Released Webinar Room component code changes caused regression and partial outage for a specific group of users
Impact
Attendees couldn’t join some automated events properly.
Only scheduled automated events with private chat preferences were affected. All other events worked fine.
Root Cause Analysis
The engineering team worked on fixing one bug and unintentionally introduced a code change that caused the given incident.
The QA team didn’t test the new code change properly and missed a new bug in the updated code. The end-to-end automated tests didn’t detect the system behavior change in the Staging environment.
The updated code was deployed to Production, which caused regression.
Resolution and Recovery
The engineering team identified the root cause of the regression and applied a new hotfix that solved the problem.
Actions Points
We will improve our QA end-to-end automatic testing script to cover more combinations of event settings.

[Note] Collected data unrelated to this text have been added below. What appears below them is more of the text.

PR #9640, opened 2026-07-10
add: Health endpoint go-client methods and fly command

Kump3r:

Follow-up to #9588 — adds client library support and a CLI command for the health endpoint.

- Added `GetHealth() (atc.Health, error)` to the `go-concourse` client interface
- Implemented `GET /api/v1/health` client method using `httpAgent` so the response body is decoded on both 200 and 503 (a 503 from this endpoint means the cluster is failing, not that the request itself failed)
- Regenerated `concoursefakes/fake_client.go` with the new method
- Added `fly health` command with table output and `--json` flag, ~~registered as alias `h`~~
- Table shows overall status, database, workers (total/running + unhealthy worker names), and all components with their last run time

## Notes to reviewer

- **`httpAgent` over `connection.Send`**: the health endpoint deliberately returns 503 with a JSON body when the cluster is failing. `connection.Send` treats non-2xx as an error and skips decoding — `httpAgent.Send` lets us decode 503 responses the same as 200, so callers always get a populated `atc.Health` struct regardless of cluster state.

- **No `target.Validate()` in the fly command**: the health endpoint is unauthenticated. Calling `Validate()` would hit `/api/v1/info` and do a version check before the actual health call, which is unnecessary overhead. Follows the same pattern as `fly status`.

- **Exit code is always 0**: a failing cluster is informational, not a fly error. The cluster state is conveyed through the JSON body and table output. Consistent with how `fly status` works.

- **Integration tests use `createFlyRc` + `atcServer.Reset()`**: the suite `BeforeEach` runs a full login sequence and queues 4 handlers. Since `fly health` skips login, we write the target directly to `~/.flyrc` and reset the server to discard those unused handlers. Same pattern as `fly status` integration tests.

### DIFF
--- a/fly/rc/target.go
+++ b/fly/rc/target.go
@@ -170,6 +170,43 @@ func LoadTarget(selectedTarget TargetName, tracing bool) (Target, error) {
 	), nil
 }
 
+// Use for unauthenticated endpoints of targets, like (health, info, etc.).
+func LoadTargetWithoutAuth(selectedTarget TargetName, tracing bool) (Target, error) {
+	var clientCertificate []tls.Certificate
+
+	targetProps, err := selectTarget(selectedTarget)
+	if err != nil {
+		return nil, err
+	}
+
+	caCertPool, err := loadCACertPool(targetProps.CACert)
+	if err != nil {
+		return nil, err
+	}
+
+	clientCertificate, err = loadClientCertificate(targetProps.ClientCertPath, targetProps.ClientKeyPath)
+	if err != nil {
+		return nil, err
+	}
+
+	httpClient := defaultHttpClient(nil, targetProps.Insecure, caCertPool, clientCertificate)
+	client := concourse.NewClient(targetProps.API, httpClient, tracing)
+
+	return NewTarget(
+		selectedTarget,
+		targetProps.TeamName,
+		targetProps.API,
+		targetProps.Token,
+		targetProps.CACert,
+		caCertPool,
+		targetProps.ClientCertPath,
+		targetProps.ClientKeyPath,
+		clientCertificate,
+		targetProps.Insecure,
+		client,
+	), nil
+}
+
 func LoadUnauthenticatedTarget(
 	selectedTarget TargetName,
 	teamName string,
--- a/fly/commands/fly.go
+++ b/fly/commands/fly.go
@@ -21,6 +21,7 @@ type FlyCommand struct {
 	Login  LoginCommand  `command:"login" alias:"l" description:"Authenticate with the target"`
 	Logout LogoutCommand `command:"logout" alias:"o" description:"Release authentication with the target"`
 	Status StatusCommand `command:"status" description:"Login status"`
+	Health HealthCommand `command:"health" alias:"h" description:"Check cluster health"`
 	Sync   SyncCommand   `command:"sync"  alias:"s" description:"Download and replace the current fly from the target"`
 
 	ActiveUsers ActiveUsersCommand `command:"active-users" alias:"au" description:"List the active users since a date or for the past 2 months"`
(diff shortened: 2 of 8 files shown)


taylorsilva (changes requested):
Tried manually testing it first and got HTTP 401. Can reproduce by doing:

```
$ fly -t l logout
$ fly -t l health
error: Unexpected Response
Status: 401 Unauthorized
Body: not authorized
```

I had to `fly login` first to get it to work. I think you need to use `LoadUnauthenticatedTarget()` instead of `LoadTarget()` to avoid this scenario: https://github.com/concourse/concourse/blob/3c3fc8d348f5d1cbf3bf3b723679dce0863332f5/fly/rc/target.go#L173

Not sure if that function is appropriate here either, func signature is much longer! Might need a new one to mirror the usability of `LoadTarget()`. Feel free to rename/refactor the functions in `target.go`, `LoadUnauthenticatedTarget()` is only used in one place.

Table and json output looks good otherwise.

Kump3r:
I noticed this as well during my testing, but I couldn’t find any other fly commands without authentication, so decided I should follow that pattern. I will take a look at your recommendation.

Kump3r:
Okay it was a simple enough change, I decided to just mirror the LoadTarget with nil for token and switch the health command to use it instead. Also added a test with a specifically expired token, so I can check that the token is not required.

taylorsilva (approved):

fly/rc/target.go
```diff
@@ -170,6 +170,43 @@ func LoadTarget(selectedTarget TargetName, tracing bool) (Target, error) {
...
+		targetProps.CACert,
+		caCertPool,
+		targetProps.ClientCertPath,
+		targetProps.ClientKeyPath,
+		clientCertificate,
+		targetProps.Insecure,
+		client,
+	), nil
+}
+
```
IvanChalukov, line 209: nit: suggestion for code duplication
```suggestion
func LoadTarget(selectedTarget TargetName, tracing bool) (Target, error) {
	targetProps, err := selectTarget(selectedTarget)
	if err != nil {
		return nil, err
	}
	return buildTarget(selectedTarget, targetProps, targetProps.Token, tracing)
}

// LoadTargetWithoutAuth loads a target without attaching credentials to the
// HTTP transport. Use for public endpoints (health, etc.) where a missing or
// expired token must not block the call.
func LoadTargetWithoutAuth(selectedTarget TargetName, tracing bool) (Target, error) {
	targetProps, err := selectTarget(selectedTarget)
	if err != nil {
		return nil, err
	}
	return buildTarget(selectedTarget, targetProps, nil, tracing)
}

func buildTarget(selectedTarget TargetName, targetProps TargetProps, token *TargetToken, tracing bool) (Target, error) {
	var clientCertificate []tls.Certificate

	caCertPool, err := loadCACertPool(targetProps.CACert)
	if err != nil {
		return nil, err
	}

	clientCertificate, err = loadClientCertificate(targetProps.ClientCertPath, targetProps.ClientKeyPath)
	if err != nil {
		return nil, err
	}

	httpClient := defaultHttpClient(token, targetProps.Insecure, caCertPool, clientCertificate)
	client := concourse.NewClient(targetProps.API, httpClient, tracing)

	return NewTarget(
		selectedTarget,
		targetProps.TeamName,
		targetProps.API,
		token,
		targetProps.CACert,
		caCertPool,
		targetProps.ClientCertPath,
		targetProps.ClientKeyPath,
		clientCertificate,
		targetProps.Insecure,
		client,
	), nil
}

```

taylorsilva: @IvanChalukov feel free to do a follow-up PR with these refactors if you've got time.

Kump3r: https://github.com/concourse/concourse/pull/9644

PR #9643, opened 2026-07-13
add shared path support to kubernetes, CONCOURSE_KUBERNETES_SHARED_PATH

VikranthBala:
Changes proposed by this PR

As of now, it is not possible to configure shared paths for Kubernetes secret manager as opposed to other cred managers such as Vault,AWS. So I propose to add a new parameter --kubernetes-shared-path similar to the Vault cred manager. This parameter can be optional (as with Vault). This PR provides all the changes needed for this functionality.
Notes to reviewer

Release Note

Added `--kubernetes-shared-path` to configure shared secret paths for Kubernetes cred manager similarly to the one for Vault, SSM.

PR is for the issue: https://github.com/concourse/concourse/issues/9062

### DIFF
--- a/atc/creds/kubernetes/manager.go
+++ b/atc/creds/kubernetes/manager.go
@@ -13,19 +13,19 @@ import (
 )
 
 type KubernetesManager struct {
-	InClusterConfig bool   `long:"in-cluster" description:"Enables the in-cluster client."`
-	ConfigPath      string `long:"config-path" description:"Path to Kubernetes config when running ATC outside Kubernetes."`
-	NamespacePrefix string `long:"namespace-prefix" default:"concourse-" description:"Prefix to use for Kubernetes namespaces under which secrets will be looked up."`
-	SharedPath      string `long:"shared-path" description:"Path under which to look up shared credentials. This value is appended to the configured namespacePrefix to determine the shared namespace."`
+	InClusterConfig       bool   `long:"in-cluster" description:"Enables the in-cluster client."`
+	ConfigPath            string `long:"config-path" description:"Path to Kubernetes config when running ATC outside Kubernetes."`
+	NamespacePrefix       string `long:"namespace-prefix" default:"concourse-" description:"Prefix to use for Kubernetes namespaces under which secrets will be looked up."`
+	NamespaceSharedSuffix string `long:"shared-namespace-suffix" description:"Appended to the namespace-prefix, which combined should match an existing Kubernetes namespace used to lookup shared secrets in."`
 }
 
 func (manager *KubernetesManager) MarshalJSON() ([]byte, error) {
 	// XXX: Get Health
 	return json.Marshal(&map[string]any{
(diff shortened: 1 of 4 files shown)


VikranthBala:
@taylorsilva I'd like your thoughts on how **sharedPath** should map to Kubernetes.

Other credential managers naturally support hierarchical paths, but Kubernetes secrets are namespaced rather than path-based. To support sharedPath, the current implementation maps it to a dedicated namespace:

```
sharedPath = shared
↓
concourse-shared/<secret-name>
```

This has the benefit of preserving Kubernetes' namespace-based RBAC model. Teams can be granted access to their own namespace (concourse-<team>) and the shared namespace (concourse-shared), while the root namespace remains isolated.

An alternative would be to store shared secrets in the root namespace (e.g. concourse-/shared.secret-name), but that either requires broader RBAC permissions on the root namespace or explicit resourceNames entries for every shared secret, which becomes harder to manage.

Does mapping sharedPath to a dedicated namespace seem like the right Kubernetes interpretation, or would you prefer a different approach?

taylorsilva (commented):
My first thought is what you've done here: operators can define a shared k8s namespace and this new config option points to that namespace.

The help text should also note that the given shared path is appended to the namespace prefix.

VikranthBala:
@taylorsilva I have updated the PR, please review it & let me know if any changes needs to be done

atc/creds/kubernetes/manager.go
```diff
@@ -16,6 +16,7 @@ type KubernetesManager struct {
 	InClusterConfig bool   `long:"in-cluster" description:"Enables the in-cluster client."`
 	ConfigPath      string `long:"config-path" description:"Path to Kubernetes config when running ATC outside Kubernetes."`
 	NamespacePrefix string `long:"namespace-prefix" default:"concourse-" description:"Prefix to use for Kubernetes namespaces under which secrets will be looked up."`
+	SharedPath      string `long:"shared-path" description:"Path under which to look up shared credentials. This value is appended to the configured namespacePrefix to determine the shared namespace."`
```
taylorsilva: I kept thinking about the implied semantics given the name of the flag and I don't like it. `SharedPath` implies I can set this to some kind of system-like path (e.g. `some/path/here`) like the other cred managers, when that's not the case here.

I'd prefer we be explicit about what this does so I'll suggest the following change:


```suggestion
	NamespaceSharedSuffix      string `long:"shared-namespace-suffix" description:"Appended to the namespace-prefix, which combined should match an existing Kubernetes namespace used to lookup shared secrets in."`
```

Update the name and related vars, then this looks good to merge.

taylorsilva (changes requested):

VikranthBala:
@taylorsilva I have Updated the PR with renamed flag & vars. Please review & let me know if these changes look fine

taylorsilva (approved):
LGTM - Thanks again for your work on this!

PR #9654, opened 2026-07-23
fix tarfs absolute symlink test for Windows

aliculPix4D:
Why was https://github.com/concourse/concourse/commit/146ab3352284e09afe823cf81e326d1316adb048 the wrong fix?

Code path for absolute path `/absolute/path/file` on Linux:

linux

Code path for path `/absolute/path/file` on Windows:

623207706-326c2525-12c6-4b7b-8ddc-f7272118954a

We must ensure we are testing the same code path on each platform. Hence, we must test an absolute path (`/absolute/path/file`)  on Unix and an absolute path on Windows (`C:\foo`).

The fact that the test was green at the end (after `filepath.FromSlash(header.Linkname)` manipulation ) is just due to the fact that at the end, by chance, in both cases, we end up calling the same L134 in production code:
```
err = root.Symlink(filepath.FromSlash(header.Linkname), filePath)
```

### DIFF
--- a/go-archive/tarfs/extract_test.go
+++ b/go-archive/tarfs/extract_test.go
@@ -219,10 +219,15 @@ var _ = Describe("ExtractEntry", func() {
 
 	Context("symlinks", func() {
 		It("does not modify absolute paths", func() {
+			linkname := "/absolute/path/file"
+			if runtime.GOOS == "windows" {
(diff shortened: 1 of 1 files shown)


aliculPix4D:
@odormond @marco-m-pix4d FYI

taylorsilva (approved):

We will improve our manual QA testing process to avoid missing such cases.
We will continue improving our codebase to make it more reliable and fault-tolerant to newly introduced changes.
Posted Aug 21, 2024 - 09:28 EDT
Resolved
The issue is fixed
Posted Aug 20, 2024 - 05:37 EDT
Monitoring
A fix has been implemented and we are monitoring the results.
Posted Aug 20, 2024 - 05:07 EDT
Identified
The issue is affecting only automated events with "Private" chat prefrence. We've identified the cause of the issue and are currently testing a fix.
Posted Aug 20, 2024 - 04:21 EDT
Update
The issue is affecting some old automated events - as a workaround, we recommend creating a brand new automated event until the issue is fixed.